Define $K_n = \bigcup\{C_\sigma: l(\sigma)=n\}$, which is compact, as a finite ($2^n$ many) union of compact intervals. The Cantor set $C$ is defined as $C = \bigcap_n K_n$. E.g. $K_1 = C_0 \cup C_1 = [0,\frac13] \cup [\frac23, 1]$, $K_2 = C_{00} (= [0,\frac19]) \cup C_{01} (=[\frac29, \frac13]) \cup C_{10} (= [\frac23, \frac79]) \cup C_{11} (=[\frac89,1])$ and $C_{001}$ would be $[\frac{2}{27},\frac19]$, the right third of $C_{00}$ etc.
So if $x \in C$, for each $n$,$x \in K_n$ so there is a unique $\sigma=\sigma_n(x)$ of length $n$ such that $x \in C_\sigma$. All those sequences are extensions of each other ($\sigma_n(x)|_{n-1} = \sigma_{n-1}(x)$ for all $ n \ge 1$) This defines a unique infinite sequence $h(x) \in \{0,1\}^\mathbb{N}$ by $h(x)|_n = \sigma_n(x)$ for all $n$.
And conversely, for each infinite sequence $\sigma \in \{0,1\}^\mathbb{N}$ we can define the compact sets $C_{\sigma|_n}$ which are nested and of decreasing diameter ($\operatorname{diam}(C_\sigma) = \frac{1}{3^{l(\sigma)}}$ for $\sigma \in \Sigma$ as follows by an induction argument) so Cantor's nested interval theorem implies that this intersection defines a unique point in $C$ (this is exactly the inverse map of the above $h$). So we get a bijection between $C$ and $\{0,1\}^\mathbb{N}$ which is an uncountable set by Cantor's theorem.
Now, if $U$ is relatively open in $C$ and $x \in U \cap C$, by definition $U$ is of the form $O \cap C$ where $O$ is standard Euclidean open in the reals. So some $r>0$ exists so that $(x-r,x+r) \subseteq O$. Now let $n$ be large enough so that $\frac{1}{3^n} < r$, and let $\sigma$ be the unique sequence of length $n$ such that $x \in C_\sigma$. As $x$ lies in the interval, we have that $C_\sigma \subseteq (x-r,x+r)$ as well (any point of $C_\sigma$ lies within distance $\operatorname{diam}(C_\sigma)$ of $x$ so has distance $<r$ to $x$). It follows that $$x \in C \cap C_\sigma \subseteq (x-r,x+r)\cap C \subseteq O \cap C=U$$
and this shows that the set $$\{C \cap C_\sigma: \sigma \in \Sigma\}$$ obeys the condition of being a base for the subspace topology on $C$.

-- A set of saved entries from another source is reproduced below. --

PR #1473, opened 2017-09-27
grc: python3 bug fixes

hauk142:
Please note that if you try to open a .grc file created before the port-related fix (https://github.com/gnuradio/gnuradio/pull/1473/commits/d8607abd1c32c5ff983a18e080b98e584444d200) with GRC built after this fix, you will have to change all the connections in the .grc file or else you will get an error. 

For example, you will have to replace 'in0' with '0' in the .grc file. I suppose enabling GRC to read "old-style" .grc files shouldn't be a problem though.

### DIFF
--- a/grc/compiler.py
+++ b/grc/compiler.py
@@ -70,7 +70,7 @@ def main(args=None):
         Messages.send('\n')
 
         flow_graph, file_path = platform.load_and_generate_flow_graph(
-            os.path.abspath(grc_file), os.path.abspath(out_dir))
+            os.path.abspath(grc_file), os.path.abspath(out_dir) + "/")
         if not file_path:
             exit('Compilation error')
     if file_path and args.run:
--- a/grc/compiler.py
+++ b/grc/compiler.py
@@ -70,7 +70,7 @@ def main(args=None):
         Messages.send('\n')
 
         flow_graph, file_path = platform.load_and_generate_flow_graph(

The only thing needed to check is that each $C \cap C_\sigma$ is not only closed in $C$ but also relatively open, and this follows as for each $\sigma \in \Sigma$
$$C\setminus (C \cap C_\sigma) = \bigcup \{C\cap C_{\sigma'}: \sigma' \in \Sigma, l(\sigma') = l(\sigma), \sigma'\neq \sigma\}$$
because the sets $C_\sigma$ for sequences of the same length $n$ form a closed partition of $K_n$ all $n$ (so each complement is relatively closed.)

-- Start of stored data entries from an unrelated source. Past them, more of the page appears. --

Issue #1585, opened 2018-02-06
objective_fct.c and whatever is not needed from the gen_interpolator_taps directory should be removed


marcusmueller:
@awalls-cx18 pointed out there might be licensing problems surrounding that code.

awalls-cx18:
Technically simpson.[ch] needs to be removed.  objective_fct.c can stay, but it won't work until it is ported to use numerical integration routines from the GSL library.

I recall looking at praxis.f and thinking it was OK.  Someone should take another look at it and the associated README file.

marcusmueller:
closed by #1605, as far as I can see. A **huge** thank goes out to the ever competent @awalls-cx18!

PR #1605, opened 2018-02-09
gr-filter: Remove simpson's rule integration and replace with GSL call

awalls-cx18:
This change set addresses issue #1585 .


awalls-cx18:
The two files in attached zip archive are the taps generated before and after the change.  One can use vimdiff to see that the files don't differ in any meaningful way.  (Some digits in the 5th decimal place differ by +/- 1.)

[interpolator_taps.h.zip](https://github.com/gnuradio/gnuradio/files/1709396/interpolator_taps.h.zip)

gr-filter/lib/gen_interpolator_taps/objective_fct.c
```diff
@@ -49,7 +51,7 @@ double		global_B  = B;
  */
 
 static double
-integrand (double omega)
+integrand (double omega, void *params)
```
mbr0wn: Won't compilers complain about the unused param? Can you just do `integrand(double omega, void*)`?

mbr0wn:
For other reviewers: https://www.gnu.org/software/gsl/manual/html_node/QAG-adaptive-integration.html

gr-filter/lib/gen_interpolator_taps/objective_fct.c
```diff
@@ -89,10 +91,19 @@ integrand (double omega)
...
+
+  F.function = integrand;
+  F.params = NULL;
+
   assert ((n & 1) == 0);	/* assert n is even */
   global_n = n;
   global_h = x;
-  return qsimp (integrand, -2 * M_PI * global_B, 2 * M_PI * global_B);
+  gsl_integration_qag(&F, -2 * M_PI * global_B, 2 * M_PI * global_B,
+                      0.0, 1e-12, 1000, GSL_INTEG_GAUSS61,
```
mbr0wn: This is the only line I'm not clear about: How did you choose those parameters? To be clear, I totally trust your judgment,but from the diff it's not obvious how you reached this. It might improve readability if you declare your epsabs, epsrel, limit as local `const`s. Then again, this is not critical.

awalls-cx18: Well this is an offline utility that is run once every 15 years, so being time efficient does matter.  Keeping that in mind:
- GSL_INTEG_GAUSS61 was the option for best accuracy that this function call had to offer
- epsabs was set to 0.0, so that only epsrel would matter (keeping it simple).
( https://www.gnu.org/software/gsl/manual/html_node/Numerical-Integration-Introduction.html#Numerical-Integration-Introduction )
- epsrel was set to "a really freaking small number" for relative error
- limit was set to "more iterations than we should ever need" to converge
(which wasn't quite right as it specifies the maximum number of subintervals, but the function is so smooth, the number of subintervals shouldn't be large either.)

TL;DR Numerical accuracy mattered; speed didn't.  Let's throw in some extreme numbers.  Oh look, the numbers came out almost the same, and the GSL optimized routines worked faster than the simpson's rule code too. Done. :)

awalls-cx18: I just checked the estimated errors reported by the integration function after it has run.  The largest is 8.136707e-14; the smallest is 1.783098e-24.

I also can't make it better by pushing epsrel smaller (say to 1e-14), since the integration routine will abort() if it can't make the tolerance.

So hey, 1e-12 was a nice lucky guess. :)

mbr0wn: You have me convinced.

gr-filter/lib/gen_interpolator_taps/objective_fct.c
awalls-cx18: Yeah probably, but I didn't set the compiler switches in generate.sh to gripe about uninitialized variables, since most of the code was existing.

A better thing to do would be to use the "params" pointer to pass in a structure of data to eliminate the global_n and global_h variables.  Probably more work than its worth though.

With a little more work we can even show that the map $h$ defined above is a homeomorphism between $C$ and $\{0,1\}^\mathbb{N}$ and the $\sigma$ then define a simple base for the product topology on $\{0,1\}^\mathbb{N}$ namely $B_\sigma = \{x \in \{0,1\}^\mathbb{N}: x|_{l(\sigma)} = \sigma\}$ such that $h[C \cap C_\sigma] = B_\sigma$ etc.